Landgericht Mönchengladbach Beschluss, 24. Juni 2016 - 5 T 160/16
Gericht
Tenor
Die Beschwerde des Betroffenen vom 25.05.2016 gegen den Beschluss des Amtsgerichts Mönchengladbach vom 25.05.2016 wird zurückgewiesen.
1
Gründe:
2I.
3Die Beteiligte zu 1. ist die Betreuerin des Betroffenen. Zu den Aufgabenkreisen gehören gemäß Beschluss des Amtsgerichts Mönchengladbach vom 21.04.2015 unter anderem die Aufenthaltsbestimmung sowie die Gesundheitsfürsorge.

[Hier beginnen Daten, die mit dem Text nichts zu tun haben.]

PR #907, opened 2017-04-11
Update vertex color calculation for metal-roughness and spec-gloss

sbtron:
Adding explanation on how pbr materials properties interact with vertex colors if they are present.

### DIFF
--- a/extensions/Khronos/KHR_materials_pbrSpecularGlossiness/README.md
+++ b/extensions/Khronos/KHR_materials_pbrSpecularGlossiness/README.md
@@ -66,9 +66,9 @@ The specular property from specular-glossiness material model is the same as the
 
 The value for each property (`diffuse`, `specular`, `glossiness`) can be defined using factors or textures. The `specular` and `glossiness` properties are packed together in a single texture called `specularGlossinessTexture`.  If a texture is not given, all respective texture components within this material model are assumed to have a value of `1.0`. The factors (`diffuseFactor`, `specularFactor`, `glossinessFactor`) scale, in linear space, the components given in the respective textures (`diffuseTexture`, `specularGlossinessTexture`). Texture content must be converted to linear space before it is used for any lighting computations.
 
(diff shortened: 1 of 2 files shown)


extensions/Khronos/KHR_materials_pbrSpecularGlossiness/README.md
```diff
@@ -66,9 +66,9 @@ The specular property from specular-glossiness material model is the same as the
...
 
-The following equations show how to calculate bidirectional reflectance distribution function (BRDF) inputs (*c<sub>diff</sub>*, *F<sub>0</sub>*, *&alpha;*) from the metallic-roughness material properties. 
+The following equations show how to calculate bidirectional reflectance distribution function (BRDF) inputs (*c<sub>diff</sub>*, *F<sub>0</sub>*, *&alpha;*) from the metallic-roughness material properties. In addition to the material properties, if a primitive specifies a vertex color using the attribute semantic property `COLOR_0`, then this value acts as an additional multiplier to *c<sub>diff</sub>*.
 
-*c<sub>diff</sub>* = `diffuse.rgb * (1 - max(specular.r, specular.g, specular.b)`
+*c<sub>diff</sub>* = `diffuse.rgb * (1 - max(specular.r, specular.g, specular.b) * vertexColor`
```
javagl: Missing ) here?

peteroupc:
Can you explain why the vertex color appears in the calculation as given here?  Is this how common physically-based rendering engines treat vertex colors?

bghgary:
The original thought was that we wanted vertex colors to affect metallic-roughness the same as specular-glossiness PBR models. But it looks like at least BabylonJS and three.js both multiply against the baseColor of the metallic-roughness material instead of what is in this PR. We will likely update the PR to reflect this.

pjcozzi:
@sbtron did you make the spec update for this?

sbtron:
@pjcozzi finally updated if you want to review.

pjcozzi:
LGTM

4Der Betroffene wurde seit seinem 16. Lebensjahr mehrfach stationär aufgrund einer hebephrenen Schizophrenie behandelt. Seit dem 26.07.2015 befindet er sich erneut in stationärer Behandlung, zunächst in Krefeld sowie seit August 2015 in der LVR-Klinik in Viersen. Das Amtsgericht Mönchengladbach genehmigte insofern zunächst durch einstweilige Anordnung vom 27.08.2015 (GA Bl. 841) die geschlossene Unterbringung bis zum 08.10.2015. Durch Beschluss vom 11.09.2015 (GA Bl. 884) genehmigte es die geschlossene Unterbringung bis zum 27.11.2015. Sodann genehmigte das Amtsgericht, nach Einholung eines Sachverständigengutachtens (GA Bl. 946 ff.) durch Beschluss vom 27.11.2015 (GA Bl. 966) die geschlossene Unterbringung des Betroffenen für einen Zeitraum von sechs Monaten, d. h. bis zum 27.05.2016. Die gegen diesen Beschluss eingelegte Beschwerde wies das Landgericht Mönchengladbach mit Beschluss vom 23.12.2015 (GA Bl. 980) zurück.

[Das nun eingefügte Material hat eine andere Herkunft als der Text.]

PR #922, opened 2017-04-21
Add optional property mesh.closed specifying that mesh is closed (watertight)

gkv311:
Application (3D viewer) can use closed (watertight) flag of the mesh within rendering techniques where it is important to consider - e.g. when applying clipping planes capped with material or just to enable back-face culling (regardless of doubleSided property of material).

This flag applies to the full list of primitive sets as whole, not for each one individually. E.g. closed mesh can be also declared for several primitive sets with each one defining only an open Shell, but forming a closed mesh as whole through sharing vertex positions (via duplicated vertices).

5Mit Beschluss vom 30.12.2015 (GA Bl. 967) genehmigte das Amtsgericht Mönchengladbach -im Wege der einstweiligen Anordnung- die Zwangsbehandlung des Betroffenen längstens bis zum 13.01.2016.
6Mit Beschluss vom 07.01.2016 (GA Bl. 1012) genehmigte das Amtsgericht Mönchengladbach die Zwangsbehandlung des Betroffenen längstens bis zum 10.02.2016.
7Nach Einholung eines schriftlichen Sachverständigengutachtens sowie nach Durchführung einer persönlichen Anhörung genehmigte das Amtsgericht Mönchengladbach mit Beschluss vom 25.05.2016 (GA Bl. 1097) die geschlossene Unterbringung des Betroffenen längstens bis zum 25.05.2018.
8Hiergegen hat der Betroffene am 25.05.2016 Beschwerde eingelegt. Das Amtsgericht hat der Beschwerde nicht abgeholfen und die Sache der Kammer zur Entscheidung vorgelegt.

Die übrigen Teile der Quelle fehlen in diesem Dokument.